In the snap of a finger, the Ottawa Senators went from pesky to pessimistic.
Daniel Alfredsson — who was the hero for his last-minute goal in Game 3 — was being roundly criticized by fans and media for his post-game comments on Wednesday night.
The Sens captain answered “probably not” when asked about the possibility of his team winning three straight games against the heavily-favoured Pittsburgh Penguins.
“I mean, with their depth and power play right now, it doesn’t look too good for us,” he said.
There were a lot of Sens fans who were upset that the captain sounded like he was going down with the ship. If you were hoping that Alfredsson would channel his inner Mark Messier and produce a bold guarantee, this statement was the complete opposite.
However, I would ask you to remember an incident involving Manny Ramirez, whose team was in the exact same situation a few years ago.
With his Red Sox trailing 3-1 in their championship series against the Cleveland Indians in 2007, Manny Ramirez provided one of his most memorable quotes of all time.
"It doesn't happen, so who cares? There's always next year. It's not like it's the end of the world," Ramirez said after his team lost Game 4.
Those comments from Ramirez were viewed as defeatist by many of his critics. How in the world could an athlete suggest that his team was finished? Ramirez took a beating from members of the media across North America. Apparently, he didn't know the script is supposed to read, "We'll take it one game at a time" when you're trailing 3-1 in a series.
But here's the funny thing: In Game 5 of that series, Ramirez went 2-for-4 with a home run in a decisive Red Sox victory. Boston went on to win Games 6 & 7 of that series as well. In fact, after Ramirez's controversial comments, his Red Sox outscored the Indians 30-5 in the final three games.

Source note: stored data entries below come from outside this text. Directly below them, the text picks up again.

PR #1035, opened 2024-01-29
Redpitaya patch

seb5g:
This is a patch of the initial PR #1010 modifying the method to fetch data (easier if triggering) and renamed a setting that didn't make sense

### DIFF
--- a/pymeasure/instruments/redpitaya/redpitaya_scpi.py
+++ b/pymeasure/instruments/redpitaya/redpitaya_scpi.py
@@ -119,29 +119,33 @@ class AnalogInputFastChannel(Channel):
         values=['LV', 'HV'],
     )
 
-    def get_data_from_ascii(self, start=0, npts: int = None) -> np.ndarray:
-        """ Read data from the buffer from ascii format, see :meth:acq_format
+    def get_data(self, npts: int = None, format='ASCII') -> np.ndarray:
+        """ Read data from the buffer
 
-        :param start: starting point in the buffer
         :param npts: number of points to be read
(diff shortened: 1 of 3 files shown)


seb5g:
I've build a pymodaq plugin using it which is now fully functional so the acquisition part of the driver should not change much than this

pymeasure/instruments/redpitaya/redpitaya_scpi.py
```diff
@@ -119,14 +119,33 @@ class AnalogInputFastChannel(Channel):
...
     )
 
-    def get_data_from_ascii(self) -> np.ndarray:
-        self.write("ACQ:SOUR{ch}:DATA?")
+    def get_data(self, npts: int = None, format='ASCII') -> np.ndarray:
+        """ Read data from the buffer
+
+        :param npts: number of points to be read
+        :param format: either 'ASCII' or 'BIN', see :meth:acq_format
+        :param center_trigger: if True data are symmetric around the trigger event position
```
BenediktBurger, line 127: There is no center trigger parameter!

BenediktBurger (approved):
Thanks for the improvement.

We keep code backward compatible and raise deprecation warnings before removal, if there is a removal at all.

pymeasure/instruments/redpitaya/redpitaya_scpi.py
seb5g: done

BenediktBurger:
May I merge the changes?

seb5g:
Yes please

Issue #1014, opened 2024-01-02
Proposal: Possibility to not save all parameters.


poje42:
The idea is to have input parameters that are not saved as Parameters in the result files. I see at least two uses for this:

1. To fit a GUI with many parameters nicely on the screen, the 'group_by'-parameter can be used. The parameter used to show the different groups needs not be saved.
2. An ID of the DUT that the user enters and will be saved as metadata, as you don't want the parameter to be overwritten if you load parameters from a result file.

I've made a proposal in PR #1013 to add a Boolean 'save' parameter to the Parameter class and an example. 
Maybe this is not the right way to go, I welcome better ideas!

BenediktBurger:
@msmttchr , @CasperSchippers , what do you think, as it touches what you mostly use?

CasperSchippers:
I think this is a good idea.

I do see a conflict between your two usecases with a single `save` boolean: you do not want to write the group-by parameter in your example to the file if you specify `save=False`; however, for the ID you do want to write it to file, but not load it upon using the parameters of the file. So that means that the `save` boolean has two different meanings, if I understand you correctly?

poje42:
If you look in the example I've made you can see that I assign the ID parameter value to metadata (gui_no_save_param.py row 74) for use case 2.
I would say that use case 1 is "nice to have" and use case 2 is an actual issue I had.

Of course, it would be possible to add a metadata boolean to the Parameter class, but I saw this proposal as simpler and still make it possible to solve two use cases.

CasperSchippers:
Ahh yes, missed that line; thanks for the explanation!

Due to the fact that I missed that, I actually started thinking that maybe explicit is better than implicit/obfuscated.
What I'm thinking now (and don't yet know how difficult/easy this would be) is that it could be most clear if the metadata class has some sort of "user input" toggle, or indeed a "metadata" toggle for a parameter; not sure what the best approach is het, so feel let me know what you think.

poje42:
Well, how to define "best"? :)
My initial thoughts was make it simple. The parameter already has the user interface (input fields, visibility control etc), types (float, list, integer etc), it was only missing that I don't want it to be overwritten.  I can do any type of operation with input information before setting the metadata field(s) in startup(). Also, even if I don't see it today, a general input function may have other uses than those mentioned above.
As I understand your thoughts, the intention is to tighter connect metadata with the user input, which may be cleaner?

In that case I think we first should which structure we think is best:
Structure A
[...]

PR #1036, opened 2024-01-29
Feature: restructure Parameter and Metadata and create non-saved input-fields

CasperSchippers:
A suggested implemented for #1014 (and PR #1013).

### DIFF
--- a/pymeasure/experiment/parameters.py
+++ b/pymeasure/experiment/parameters.py
@@ -505,47 +505,6 @@ class PhysicalParameter(Parameter, PhysicalInputField):
     pass
 
 
-class Measurable:
-    """ Encapsulates the information for a measurable experiment parameter
-    with information about the name, fget function and units if supplied.
-    The value property is called when the procedure retrieves a datapoint
-    and calls the fget function. If no fget function is specified, the value
-    property will return the latest set value of the parameter (or default
-    if never set).
-
-    :var value: The value of the parameter
-
-    :param name: The parameter name
-    :param fget: The parameter fget function (e.g. an instrument parameter)
-    :param default: The default value
-    """
-    DATA_COLUMNS = []
-
-    def __init__(self, name, fget=None, units=None, measure=True, default=None, **kwargs):
-        self.name = name
-        self.units = units
-        self.measure = measure
-        if fget is not None:
-            self.fget = fget
-            self._value = fget()
-        else:
-            self._value = default
-        Measurable.DATA_COLUMNS.append(name)
-
-    def fget(self):
-        return self._value
-
-    @property
-    def value(self):
-        if hasattr(self, 'fget'):
-            self._value = self.fget()
-        return self._value
-
-    @value.setter
-    def value(self, value):
-        self._value = value
-
-
 class Metadata(InputField):
     """ Encapsulates the information for metadata of the experiment with
     information about the name, the fget function and the units, if supplied.
@@ -658,3 +617,44 @@ class ListMetadata(Metadata, ListInputField):
 
 class PhysicalMetadata(Metadata, PhysicalInputField):
     pass
+
+
+class Measurable:
+    """ Encapsulates the information for a measurable experiment parameter
+    with information about the name, fget function and units if supplied.
+    The value property is called when the procedure retrieves a datapoint
+    and calls the fget function. If no fget function is specified, the value
+    property will return the latest set value of the parameter (or default
+    if never set).
+
+    :var value: The value of the parameter
+
+    :param name: The parameter name
+    :param fget: The parameter fget function (e.g. an instrument parameter)
+    :param default: The default value
+    """
+    DATA_COLUMNS = []
+
+    def __init__(self, name, fget=None, units=None, measure=True, default=None, **kwargs):
+        self.name = name
+        self.units = units
+        self.measure = measure
+        if fget is not None:
+            self.fget = fget
+            self._value = fget()
+        else:
+            self._value = default
+        Measurable.DATA_COLUMNS.append(name)
+
+    def fget(self):
+        return self._value
+
+    @property
+    def value(self):
+        if hasattr(self, 'fget'):
+            self._value = self.fget()
+        return self._value
+
+    @value.setter
+    def value(self, value):
+        self._value = value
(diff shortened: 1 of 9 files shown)


CasperSchippers:
@BenediktBurger, @bilderbuchi, and/or @msmttchr: what do you think of a structure like what I proposed here?

I'm not sure now what I think of having all these classes (a lot of which are just inheritances without any changes, just to be able to 'dispatch' on the class-type). Maybe it's fine like this, but am not sure yet, so I'm curious what you think of this structure and, if you don't like it, if you have any other/better suggestions?

pymeasure/experiment/parameters.py
```diff
@@ -21,23 +21,36 @@
...
-class Parameter:
-    """ Encapsulates the information for an experiment parameter
-    with information about the name, and units if supplied.
+class InputField:
+    """ Encapsulates the information for an input of an experiment with information about the name.
 
-    :var value: The value of the parameter
+    :class:`.InputField` serves as a parent-class to :class:`.Parameter` and :class:`.Metadata` (and
+    their respective subclasses). These classes differ in whether (and if yes, when) their value is
+    writen to the data-file, and whether the value is applied when getting parameters from a file.
```
BenediktBurger, line 32:
```suggestion
    written to the data-file, and whether the value is applied when getting parameters from a file.
```

pymeasure/experiment/parameters.py
```diff
@@ -90,15 +103,15 @@ def cli_args(self):
...
+        - index 1: List of value to format a help string, that is either,
         the name of the fields to be documented or a tuple with (helps_string,
         field)
         - index 2: type
         """
         return (self.default, self._help_fields, self.convert)
 
     def is_set(self):
-        """ Returns True if the Parameter value is set
+        """ Returns True if the InputField value is set
```
BenediktBurger, line 114:
```suggestion
        """ Return True if the InputField value is set
```

pymeasure/experiment/parameters.py
```diff
@@ -468,92 +472,165 @@ def __repr__(self):
...
-    The value property is called when the procedure retrieves a datapoint
-    and calls the fget function. If no fget function is specified, the value
-    property will return the latest set value of the parameter (or default
-    if never set).
+class Parameter(InputField):
+    """ Encapsulates the information for a parameter of an experiment with information about the
+    name.
 
-    :var value: The value of the parameter
+    The data dat is stored in a parameter is written to the parameters section of the data file
```
BenediktBurger, line 479:
```suggestion
    The data that is stored in a parameter is written to the parameters section of the data file
```

pymeasure/experiment/parameters.py
```diff
@@ -468,92 +472,165 @@ def __repr__(self):
...
+    """
+    pass
+
+
+class Metadata(InputField):
     """ Encapsulates the information for metadata of the experiment with
     information about the name, the fget function and the units, if supplied.
     If no fget function is specified, the value property will return the
     latest set value of the parameter (or default if never set).
+    Subclass of :class:`.InputField`
```
BenediktBurger, line 588: Is it necessary to state the parent class?

In the api documentation you can toggle "show_inheritance" to show that information.

That makes the actual inheritance the single point of truth.

pymeasure/experiment/parameters.py
```diff
@@ -581,9 +658,79 @@ def eval_fget(self, parent):
...
 
-        if self.units is not None:
+        if hasattr(self, 'units') and self.units is not None:
             result += " %s" % self.units
 
         return result
+
+
+class IntegerMetadata(Metadata, IntegerInputField):
+    pass
```
BenediktBurger, line 675: Why do you have lengthy docstrings for the parameters, but not for the Metadata?

Naive, I would not add docstrings to either one.

BenediktBurger (commented):
A few comments (mainly regarding documentation typos).

I see the introduction of many very similar classes, just different in type.

Another idea: what about a "type" parameter for the Input Field?
Valid arguments could be native types (float, int...) or an enum member (especially for those additional types).
So it would be `steps = InputField(type=int)` (or Parameter or Metadata instead of InputField) or `type=Types.INT` using an enum.

That is easy, but reduces the number of classes drastically.

pymeasure/experiment/parameters.py
CasperSchippers: I simply did not get around to doing that. I was not yet completely finished with this, but mainly wondered about the structure with all the classes.

CasperSchippers:
> Another idea: what about a \"type\" parameter for the Input Field?

I chose the classes approach for symmetry to the existing set of Parameter classes.

Hmmm, that is maybe cleaner. However, I do not want to break backwards compatibility, so I'm not sure if we (ever) want to remove the parameter classes.

BenediktBurger:
> An option would be to rewrite it with the types as you suggest, and add the set of Parameter classes for backwards compatibility?

Reading the email, I wanted to suggest exactly that, just to note, that you added it yourself 😁

CasperSchippers:
Mainly as a note to myself (though feel free to criticize)

One challenge I saw with having a single parameter class was the fact that all the different subclasses now have custom `convert`, `__str__`, and `__repr__` methods.
One way to solve this is to create gigantic versions of that method with some if-else switch statement (match-case could be a better fit  but is nog introduced in 3.10) to effectively dispatch between different versions; seems ugly though.

A solution might be composition: have a Parameter class, which is effectively a type agnostic container, but holds a Value class that serves the different types. The `convert`, `__str__` and `__repr__` of Parameter would simply pass through to this Value class. Parameter would also have some flags, like `write_to_file`, `load_from_file` and `is_metadata`.

If going this way, I'm also inclined to not make `string` the 'default'/base class but rather have an abstract base, and string just one of the specific instances.

bilderbuchi:
Composition over inheritance is often recommended in principle, so the sketched approach sounds reasonable to me. :+1:

I can't judge the relative merits of the other proposal, I've never been deeply immersed in that part of the codebase.

BenediktBurger:
> A solution might be composition: have a Parameter class, which is effectively a type agnostic container, but holds a Value class that serves the different types. The `convert`, `__str__` and `__repr__` of Parameter would simply pass through to this Value class. Parameter would also have some flags, like `write_to_file`, `load_from_file` and `is_metadata`.

I like that solution in favor of complicated methods.

> If going this way, I'm also inclined to not make `string` the 'default'/base class but rather have an abstract base, and string just one of the specific instances.

Sounds good.

> I can't judge the relative merits of the other proposal, I've never been deeply immersed in that part of the codebase.

The final decision on the approach you have to do yourself, maybe with @msmttchr, as neither I am an expert in that part of the codebase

Boston then swept the Colorado Rockies in the World Series, so they actually won seven straight games after Ramirez's pessimistic comment to the media.
So do post-game comments have any impact on a series or a player's mindset? I think the Ramirez incident answers that question. (Maybe we can make "Alfie being Alfie" into a slogan here in Ottawa).
There was also a significant amount of attention placed on the fact that Alfredsson picked up the puck at the end of Game 4. To many, it was a clear sign that the captain knew it was his last game on home ice. But I can tell you with a great degree of certainty that Alfredsson has not made up his mind -- one way or another -- about next season.
If you'll recall last year, we went through the same exercise with him during the Rangers series. In Game 6 on home ice, two of Alfredsson's sons came out to skate with the flag before the game -- and many people took that as a sign that it could be the captain's final game on home ice.
And when the Senators let that game slip through their fingers, Alfredsson had a rare meltdown on the bench. He slammed his stick and stomped on a water bottle. Again, many people interpreted this as Alfredsson knowing he had just played his last game at Scotiabank Place.
All of the signs pointing towards retirement were there last season and yet Alfredsson returned for another year. The betting here says that Alfredsson will do the same thing this summer. He'll wait a few weeks and then announce his intentions for next season. If he feels like he can handle the mental and physical workload during the off-season, I think he'll come back for one more year.
But don't expect that decision to come moments after the Sens are eliminated. Choosing to retire is process that requires time and reflection.
And as Alfredsson proved on Wednesday night, sometimes athletes are a little emotional at the end of a hockey game.